I don't see how etcd could cause kube-scheduler to kube-controller to read X MB/s from disk...
Aren't these components in a restart loop loading their binaries ? Could you, please, check what they are doing using strace ?
This issue has been automatically marked as stale because it has not had recent activity. It will be closed after 21 days if no further activity occurs. Thank you for your contributions.
This issue has been automatically marked as stale because it has not had recent activity. It will be closed after 21 days if no further activity occurs. Thank you for your contributions.
@dotbalo have you found the workaround on this?

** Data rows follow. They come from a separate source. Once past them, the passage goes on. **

PR #108, opened 2019-03-28
Implement plate reductions for Gaussian, Joint

fritzo:
Addresses #57 

This also adds a more stable scalar case for `_sym_solve_mv()`.

## Tested
- [x] ran under `pyro/examples/minipyro.py --backend=funsor`
- [x] unit test for `Gaussian` plate reduction
- [x] unit test for `Joint` plate reduction

### DIFF
--- a/funsor/gaussian.py
+++ b/funsor/gaussian.py
@@ -335,10 +335,13 @@ class Gaussian(Funsor):
             precision = Tensor(self.precision, old_ints).reduce(ops.add, reduced_vars)
             precision_loc = Tensor(_mv(self.precision, self.loc),
                                    old_ints).reduce(ops.add, reduced_vars)
+            assert precision.inputs == new_ints
+            assert precision_loc.inputs == new_ints
             loc = Tensor(_sym_solve_mv(precision.data, precision_loc.data), new_ints)
             expanded_loc = align_tensor(old_ints, loc)
             quadratic_term = Tensor(_vmv(self.precision, expanded_loc - self.loc),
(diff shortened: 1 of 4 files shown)


funsor/gaussian.py
```diff
@@ -317,7 +323,24 @@ def eager_reduce(self, op, reduced_vars):
...
+            old_ints = OrderedDict((k, v) for k, v in self.inputs.items() if v.dtype != 'real')
+            new_ints = OrderedDict((k, v) for k, v in old_ints.items() if k not in reduced_vars)
+            inputs = OrderedDict((k, v) for k, v in self.inputs.items() if k not in reduced_vars)
+
+            precision = Tensor(self.precision, old_ints).reduce(ops.add, reduced_vars)
+            precision_loc = Tensor(_mv(self.precision, self.loc),
+                                   old_ints).reduce(ops.add, reduced_vars)
+            loc = Tensor(_sym_solve_mv(precision.data, precision_loc.data), new_ints)
+            expanded_loc = align_tensor(old_ints, loc)
+            quadratic_term = Tensor(_vmv(self.precision, expanded_loc - self.loc),
```
eb8680: The math looks right.  Are `self.precision` and `self.loc` guaranteed to be aligned correctly so that these linear algebra helpers do the right thing?

fritzo: Yes, `align_tensor` should take care of that, but I'll throw in an assertion to make it clear:
- `self.precision`, `self.loc`, and `expanded_loc` are aligned to `old_ints`
- `loc` is aligned to `new_loc`

PR #114, opened 2019-04-02
Add initial sphinx docs

fritzo:
This adds initial sphinx docs.
- To view docs, use Python 3 and locally `make docs && open docs/build/html/index.html`
- I have not yet added docs to CI testing, so as not to impede early development

## Tested
- generated docs locally and inspected them


fritzo:
hmm still need to fix some generation bugs...

PR #1070, opened 2023-04-05
RFC: glib: Add optional support for serialization and deserialization with serde

rmnscnce:
If merged, some GLib types will gain serialization and deserialization support through serde. This features is gated as `serde`.

Supported types for both deserialization and serialization:
- `glib::Bytes`
- `glib::GString`

Some types are only serializable:
- `glib::ByteArray`
- `glib::GStr`
- `glib::GStrV`

Collection types are also supported as long as the type parameters implement the necessary traits:
- `glib::PtrSlice<T: TransparentPtrType + _>`
- `glib::Slice<T: TransparentType + _>`
- `glib::List<T: TransparentPtrType + _>`
- `glib::SList<T: TransparentPtrType + _>`


sdroege:
I like this and we have something similar in place in the GStreamer bindings already. You probably want to mention this new feature in the README.md though.

Also do you see a possibility of moving all that repetitive code into a macro or two? :)

GuillaumeGomez:
Looks like a good idea.

glib/Cargo.toml
```diff
@@ -59,6 +60,7 @@ log_macros = ["log"]
 dox = ["ffi/dox", "gobject_ffi/dox", "log_macros"]
 compiletests = []
 gio = ["gio_ffi"]
+serialize = ["dep:serde"]
```
sdroege, line 63: Why `serialize` instead of `serde`?

glib/src/serde.rs
```diff
@@ -0,0 +1,248 @@
...
+
+mod bytes {
+    use crate::Bytes;
+
+    serialize_impl!(Bytes, Bytes(b) => b);
+
+    deserialize_impl!(
+        Bytes,
+        Bytes(seq) => {
+            let mut byte_vec = vec![];
```
sdroege, line 147: You could use the size hint here to reserve initial capacity

glib/src/serde.rs
```diff
@@ -0,0 +1,248 @@
...
+
+            while let Some(_size @ 1..) = seq.size_hint() {
```
sdroege, line 149: Why the outer loop?

glib/Cargo.toml
rmnscnce: I wanted to use `serde` but seems like the tests break on it.

https://github.com/gtk-rs/gtk-rs-core/actions/runs/4616156154/jobs/8160815190#step:19:414
https://github.com/gtk-rs/gtk-rs-core/tree/5e2d7622885fd64cfbf7a727273d78368cdc139e

glib/src/serde.rs
rmnscnce: Would this otherwise be acceptable?

```rs
let mut byte_vec = match seq.size_hint() {
	Some(size) => Vec::with_capacity(size),
	None => vec![],
};
```

glib/Cargo.toml
sdroege: Hrm that looks like a bug in `trybuild2`. @GuillaumeGomez you're maintaining that, can you take a look? :)

glib/src/serde.rs
sdroege: I think so. I would do the same as the deserialize impl for `Vec` is doing inside serde.

rmnscnce: Serde initializes `Vec<_>` with `Vec::with_capacity(std::cmp::min(size_hint.unwrap_or(0), 4096))`. Should this be done as well to `Slice<_>` and `PtrSlice<_>`? They can be instantiated with an initial capacity as well.

glib/Cargo.toml
GuillaumeGomez: Sure.

GuillaumeGomez: I published a new version of `trybuild2` with the commits of the upstream `trybuild`.

glib/src/lib.rs
```diff
@@ -213,6 +213,9 @@ pub use self::thread_pool::{ThreadHandle, ThreadPool};
 
 pub mod thread_guard;
 
+#[cfg(feature = "serialize")]
```
bilelmoussaoui, line 216:
```suggestion
#[cfg(feature = "serde")]
```

glib/src/serde.rs
```diff
@@ -0,0 +1,401 @@
...
+
+                fn expecting(&self, formatter: &mut ::std::fmt::Formatter) -> ::std::fmt::Result {
+                    formatter.write_str("an array of bytes")
+                }
+
+                fn visit_str<E>(self, _: &str) -> Result<Self::Value, E>
+                where
+                    E: ::serde::de::Error,
+                {
+                    unimplemented!()
```
sdroege, line 93: Why is this not implemented?

glib/src/serde.rs
```diff
@@ -0,0 +1,401 @@
...
+                        formatter: &mut ::std::fmt::Formatter,
+                    ) -> ::std::fmt::Result {
+                        formatter.write_str("a valid UTF-8 string")
+                    }
+
+                    fn visit_str<E>(self, _: &str) -> Result<Self::Value, E>
+                    where
+                        E: ::serde::de::Error,
+                    {
+                        unimplemented!()
```
sdroege, line 196: Also this

sdroege (commented):
Can you also add something to the CI so that it builds with and without the `serde` feature so we can make sure things continue to work?

.github/workflows/CI.yml
```diff
@@ -82,9 +82,15 @@ jobs:
       - name: build
         run: cargo build --manifest-path ${{ matrix.conf.name }}/Cargo.toml --features "${{ matrix.conf.features }}"
         if: matrix.rust != 'nightly'
+      - name: build-serde
```
bilelmoussaoui, line 85: i would instead add the serde feature to https://github.com/gtk-rs/gtk-rs-core/pull/1070/files#diff-3ab46ee209a127470fce3c2cf106b1a1dbadbb929a4b5b13656a4bc4ce19c0b8R26, same for the windows ci file

.github/workflows/CI.yml
```diff
@@ -23,7 +23,7 @@ jobs:
           - { name: "cairo", features: "png,pdf,svg,ps,use_glib,v1_18,freetype,script,xcb,xlib,win32-surface", nightly: "--features 'png,pdf,svg,ps,use_glib,v1_18,freetype,script,xcb,xlib,win32-surface'", test_sys: true }
           - { name: "gdk-pixbuf", features: "v2_42", nightly: "--all-features", test_sys: true }
           - { name: "gio", features: "v2_74", nightly: "--all-features", test_sys: true }
-          - { name: "glib", features: "v2_74", nightly: "--all-features", test_sys: true }
+          - { name: "glib", features: "v2_74,serde", nightly: "--all-features", test_sys: true }
```
sdroege, line 26:
```suggestion
          - { name: "glib", features: "v2_74", nightly: "--all-features", test_sys: true }
          - { name: "glib serde", features: "v2_74,serde", nightly: "--all-features", test_sys: true }
```

or so maybe so we test both configurations?

sdroege (dismissed):
Looks good to me otherwise

PR #1071, opened 2023-04-06
glib: Allow using `Path` / `PathBuf` in `glib::Value`s

sdroege:
There's no separate GType for that unfortunately and it's up to the caller to select whether this is an actual `String` or a `Path`. If getting this wrong it will fail the same way it would now already fail for strings.


bilelmoussaoui (approved):
Thanks!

@MohamedShaj It seems that this is not a problem of etcd, but a problem of disk performance. We have replaced the disks with SSDs of the highest performance and increased the storage space, and then run all the processes on the high-performance disks. Since then, iowait has rarely been high.
so after changing the disk with high I/O also, sometimes you see these logs right,
I was facing this logs issue in k3s cluster, I have 3 node clusters where the master and worker are in the same node
in my case, i came to know that etcd data dir should be a separate disk and needs to have a good IO disk and better-performing CPU and memory,
so after all tuning i can see the logs were drastically reduced,for 4 hours once I can see only 2 logs or 3 related readIndex took long time logs,
So just want to understand, some or other reason the logs will be coming right but this will not our node unstable?